- **TASK DIRECTIONS**
Start at the first line of the listing below. Write out each line exactly, stopping after the one that contains "When playback pauses".
· · · · · · ·
PR #10905, opened 2026-08-27
Wait for pending audio resume before suspending

Octember:
## Summary

When playback pauses while `AudioContext.resume()` is still pending, wait for that attempt to settle before deciding whether the native context needs to be suspended.

This preserves the latest playback intent:

- if the pending resume succeeds and playback is still paused, suspend the running context
- if playback resumed again, the old pause does not suspend it
- if the attempt failed or was cancelled, do not issue a redundant native suspend

The `_experimentalKeepAudioContextAlive` gain-silencing path keeps its current behavior.

## Problem

Calling native `suspend()` against a context whose `resume()` has not settled creates an ordering race. A delayed resume may complete after the pause and leave the context running, or browser implementations may handle the overlapping operations inconsistently.

## Tradeoff

`suspend()` can remain pending while a native resume attempt is pending. The existing resume attempt already has a one-second failure timeout, so the default autoplay path remains bounded.

## Testing

- `bun run test` in `packages/core` (673 tests)
- `bun run lint` in `packages/core` (one unrelated existing warning in `src/use-lazy-component.ts`)
- `bun run formatting` in `packages/core`

### DIFF
--- a/packages/core/src/audio/shared-audio-tags.tsx
+++ b/packages/core/src/audio/shared-audio-tags.tsx
@@ -471,19 +471,22 @@ export const SharedAudioContextProvider: React.FC<{
 	}, []);
 
 	const suspend = useCallback(() => {
-		isResuming.current?.abortController.abort();
+		const resumeAttempt = isResuming.current;
 
 		if (!ctxAndGain) {
+			resumeAttempt?.abortController.abort();
 			return Promise.resolve();
 		}
 
 		if (!audioContextIsPlayingEventually.current) {
+			resumeAttempt?.abortController.abort();
 			return Promise.resolve();
 		}
 
 		audioContextIsPlayingEventually.current = false;
 
 		if (_experimentalKeepAudioContextAlive) {
+			resumeAttempt?.abortController.abort();
 			// Silence through the gain instead of suspending, so the context
 			// clock keeps running and the next resume() is instant. Audio that
 			// is already scheduled plays out silently; resume() ramps the gain
@@ -498,7 +501,26 @@ export const SharedAudioContextProvider: React.FC<{
 			return Promise.resolve();
 		}
 
-		return ctxAndGain.suspend();
+		if (ctxAndGain.getState() === 'running') {
+			resumeAttempt?.abortController.abort();
+			return ctxAndGain.suspend();
+		}
+
+		if (!resumeAttempt) {
+			return Promise.resolve();
+		}
+
+		return resumeAttempt.promise.then((result) => {
+			if (
+				result !== 'resumed' ||
+				audioContextIsPlayingEventually.current ||
+				ctxAndGain.getState() !== 'running'
+			) {
+				return;
+			}
+
+			return ctxAndGain.suspend();
+		});
 	}, [ctxAndGain, _experimentalKeepAudioContextAlive]);
 
 	// With _experimentalKeepAudioContextAlive, start the context as early as
--- a/packages/core/src/test/keep-audio-context-alive.test.tsx
+++ b/packages/core/src/test/keep-audio-context-alive.test.tsx
@@ -22,6 +22,8 @@ const previewEnvironment = {
 };
 
 let nativeSuspendCalls = 0;
+let stallNativeResume = false;
+let finishNativeResume: (() => void) | null = null;
 let gainValues: number[] = [];
 
 class TrackedAudioContext {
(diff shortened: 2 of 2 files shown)


Octember:

Octember:

JonnyBurger:
## Review: not sensible as-is — the fix cancels itself on the Player's actual pause path

The idea (don't blindly suspend while a resume is still settling; re-check intent once it settles) is reasonable, and the test infrastructure it adds is good. But I applied the diff locally and reproduced a flaw that makes the PR a net regression, plus two secondary behavior changes that look unintended.

### The main flaw: pausing calls `suspend()` twice, and the second call kills the first one's deferred suspend

The new logic only aborts the pending resume attempt on paths that don't need it, and otherwise waits for the attempt's promise, skipping the native suspend unless the result is `'resumed'`. But a real pause produces **two** `suspend()` calls in quick succession:

`packages/player/src/use-player-methods.ts` (pause method):

```ts
const pause = useCallback(() => {
	if (timelineImperativeContext.imperativePlaying.current) {
		timelineImperativeContext.imperativePlaying.current = false;

		setPlaying(false);
		emitter.dispatchPause();
		audioContext?.suspend(); // call 1
	}
}, [audioContext, emitter, setPlaying, timelineImperativeContext]);
```

`packages/player/src/use-playback.ts` (effect re-runs when `playing` flips to false):

```ts
if (!playing) {
	sharedAudioContext?.suspend?.(); // call 2
	return;
}
```

Trace it with the PR applied, pausing while the resume attempt is pending: call 1 sets `audioContextIsPlayingEventually` to false and arms the deferred suspend without aborting. Call 2 then hits the `!audioContextIsPlayingEventually.current` early return, which **aborts the resume attempt**. That abort resolves the attempt with `'cancelled'`, so call 1's deferred handler sees `result !== 'resumed'` and never suspends. Nothing else suspends until the next play/pause cycle.

I verified this with a test modeled on this PR's own mock (stalled native resume, then two `suspend()` calls, then the resume settles):

- **With the PR:** zero native `suspend()` calls, context state ends `'running'` while paused.
- **Without the PR:** the native suspend is issued as before.

So in the exact scenario the PR targets — and now in *every* browser, not just hypothetically misordering ones — a pause landing in the resume-pending window leaves the context running. That's worse than the status quo, where per the Web Audio spec the suspend is queued after the resume and wins. And it's not just a battery issue: with the context erroneously `'running'`, `scheduleAudioNode` skips the save-for-later queue (`shouldSaveForLater('running')` is false), so seeking while paused can start audio nodes audibly. The PR's new test only makes a single `suspend()` call, which is why it passes.

### Two more regressions from the "skip redundant suspend" branch

- **Autoplay-failure path:** when `waitUntilActuallyResumed` times out, `use-playback.ts` mutes the player and calls `suspend()` — but by then `isResuming.current` is already null (cleared in the `finally` before consumer `.then` callbacks run), so the new `if (!resumeAttempt) return` branch skips the native suspend. That suspend wasn't redundant: Chrome keeps a blocked `resume()` pending and starts the context on the next user gesture; the old queued suspend was what countermanded that. It also leaves `getState()` stuck reporting `'suspended-to-running'`, which disables node queueing.
- **iOS `'interrupted'`:** pausing during a phone call/Siri interruption used to issue a native suspend, which tells WebKit not to auto-resume when the interruption ends. The new code sees state ≠ `'running'` with no attempt pending and skips it, so the context auto-resumes to running while the player is paused.

### Smaller notes

- No linked issue or repro; the motivation is speculative ("browsers may handle the overlapping operations inconsistently"), while the spec actually guarantees the old behavior: resume/suspend are queued and applied in order, so the eagerly issued suspend already expressed the latest intent.
- The `resumeAttempt?.abortController.abort()` in the `!ctxAndGain` branch is dead code — `resume()` never creates an attempt without a context.
- Spreading the abort across five branches is fragile compared to the single line it replaces; this PR itself demonstrates how easy it is to get one branch's abort semantics wrong.

### Recommendation

If the underlying worry is real (a browser observed applying a late resume over an earlier suspend), a safer shape is to keep issuing the native suspend eagerly (preserving spec ordering, the iOS interrupted handling, and the autoplay countermand) and *additionally* verify after the attempt settles — e.g. re-suspend if the context is `'running'` while `audioContextIsPlayingEventually` is false. That gets the intended "preserve latest intent" behavior without making `'cancelled'` load-bearing. Any revision should also add a test that mirrors the real double-`suspend()` pause flow, since that's the path that broke here.

Octember:
closing for now, rethinking the approach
· · · · · · ·
- **YOUR SOLUTION**
PR #10905, opened 2026-08-27
Wait for pending audio resume before suspending

Octember:
## Summary

When playback pauses while `AudioContext.resume()` is still pending, wait for that attempt to settle before deciding whether the native context needs to be suspended.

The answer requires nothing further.